* [RECORDS TO PROCESS]
PR #1022, opened 2026-07-16
Normalize Linux Browser sidebar user agent

psypeal:
## Summary

- Normalize only the Linux Browser sidebar webview user agent.
- Set the webview's `params.useragent` during `will-attach-webview`, before its initial navigation.
- Leave `app.userAgentFallback`, the main renderer, Browser Settings webviews, and all session-level user agents unchanged.

## Root cause

The upstream desktop user agent includes `ChatGPT/<version>` and `Electron/<version>` product tokens. Some sites reject or alter their login flow when those tokens are present. The earlier implementation broadened the workaround to the app fallback and newly created web contents, which could affect unrelated renderers and sessions.

This revision uses the Browser sidebar's dedicated webview-preferences seam and writes only that guest's `useragent` parameter before navigation.

## Scope

This PR is intentionally limited to user-agent normalization. Window-open disposition routing and the obsolete navigation-patch cleanup are being moved to a separate focused PR.

## Validation

- `node --test scripts/patch-linux-window-ui.test.js` — 401/401 passing.
- Regression tests verify the main renderer, Browser Settings webview, unrelated session, and Browser session default user agent remain unchanged.
- Fresh upstream DMG 26.707.91948 candidate accepted with `linux-browser-use-user-agent: applied`.

### DIFF
--- a/scripts/patch-linux-window-ui.test.js
+++ b/scripts/patch-linux-window-ui.test.js
@@ -57,6 +57,7 @@ const {
   applyLinuxBundledPluginCopyPermissionsPatch,
   applyLinuxBundledPluginReconcileStaleSnapshotPatch,
   applyLinuxBrowserUseRouteLivenessPatch,
+  applyLinuxBrowserUseUserAgentPatch,
   applyLinuxChromeExtensionStatusPatch,
   applyLinuxExternalOpenEnvPatch,
 } = require("./patches/impl/main-process/browser.js");
@@ -947,6 +948,7 @@ test("default core patch descriptors are grouped and unique", () => {
     "linux-bundled-plugin-reconcile-stale-snapshot",
     "linux-bundled-plugin-copy-permissions",
     "linux-browser-use-route-liveness",
+    "linux-browser-use-user-agent",
     "linux-chrome-extension-status",
     "linux-notification-actions",
     "linux-local-app-server-feature-enablement-handler",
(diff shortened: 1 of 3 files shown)


ilysenko (changes requested):
Thanks for the careful investigation and live validation. I found two blockers:

1. Please scope the user-agent normalization to the Browser Use session or reliably identified Browser guest. `app.userAgentFallback` is global, and the `webviewTag !== true` check does not identify Browser Use contents, so the current implementation can change the main renderer and unrelated web contents or sessions. Please avoid the app-wide fallback and add regression tests proving that unrelated renderers and sessions keep their original user agents.
2. Please split the user-agent normalization and window-open disposition routing into separate focused PRs. They are independent core fixes with separate descriptors, tests, and commits. The obsolete navigation-patch cleanup can stay with the window-open fix.

psypeal:
> Thanks for the careful investigation and live validation. I found two blockers:
> 
>     1. Please scope the user-agent normalization to the Browser Use session or reliably identified Browser guest. `app.userAgentFallback` is global, and the `webviewTag !== true` check does not identify Browser Use contents, so the current implementation can change the main renderer and unrelated web contents or sessions. Please avoid the app-wide fallback and add regression tests proving that unrelated renderers and sessions keep their original user agents.
> 
>     2. Please split the user-agent normalization and window-open disposition routing into separate focused PRs. They are independent core fixes with separate descriptors, tests, and commits. The obsolete navigation-patch cleanup can stay with the window-open fix.

wait a sec, this version still has some problems. I'm polishing it, and I'll test it locally to make sure it run smoothly

psypeal:
Addressed both blockers from the review:

1. The UA normalization is now scoped to the Browser sidebar's own `will-attach-webview` preferences seam. It sets only that guest's `params.useragent` before navigation. It no longer reads or writes `app.userAgentFallback`, registers a global `web-contents-created` listener, or changes any session-level user agent. Regression tests verify the main renderer, Browser Settings webview, unrelated session, and Browser session default UA all remain unchanged.
2. I force-updated this PR to one UA-only commit and moved all window-open disposition/popup/routing work plus the obsolete navigation-patch cleanup to #1030.

Validation for this PR:

- 401/401 patch tests passing.
- Fresh 26.707.91948 DMG candidate accepted.
- Patch report: `linux-browser-use-user-agent: applied`.
- Packaged asset contains no `userAgentFallback` mutation.

ilysenko:
Thanks for the work on this and for narrowing the implementation.

We are going to close this PR because the project currently prioritizes preserving the standard upstream ChatGPT Desktop behavior rather than changing the Browser sidebar user agent.

We are also deliberately limiting the number of downstream patches we maintain. Upstream DMG changes are creating more patch drift than we can reliably keep up with, so new behavior-changing patches need to be reserved for compatibility fixes required to make the standard app work on Linux.

This is a project-scope decision, not a concern with the quality of the implementation. Thank you for the investigation and testing.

* [WORK INSTRUCTIONS] Restate exactly the records above from their first line through the line that holds "- Normalize only", please, including both and leaving out all others.

* [ANSWER FOR THE TASK]
PR #1022, opened 2026-07-16
Normalize Linux Browser sidebar user agent

psypeal:
## Summary

- Normalize only the Linux Browser sidebar webview user agent.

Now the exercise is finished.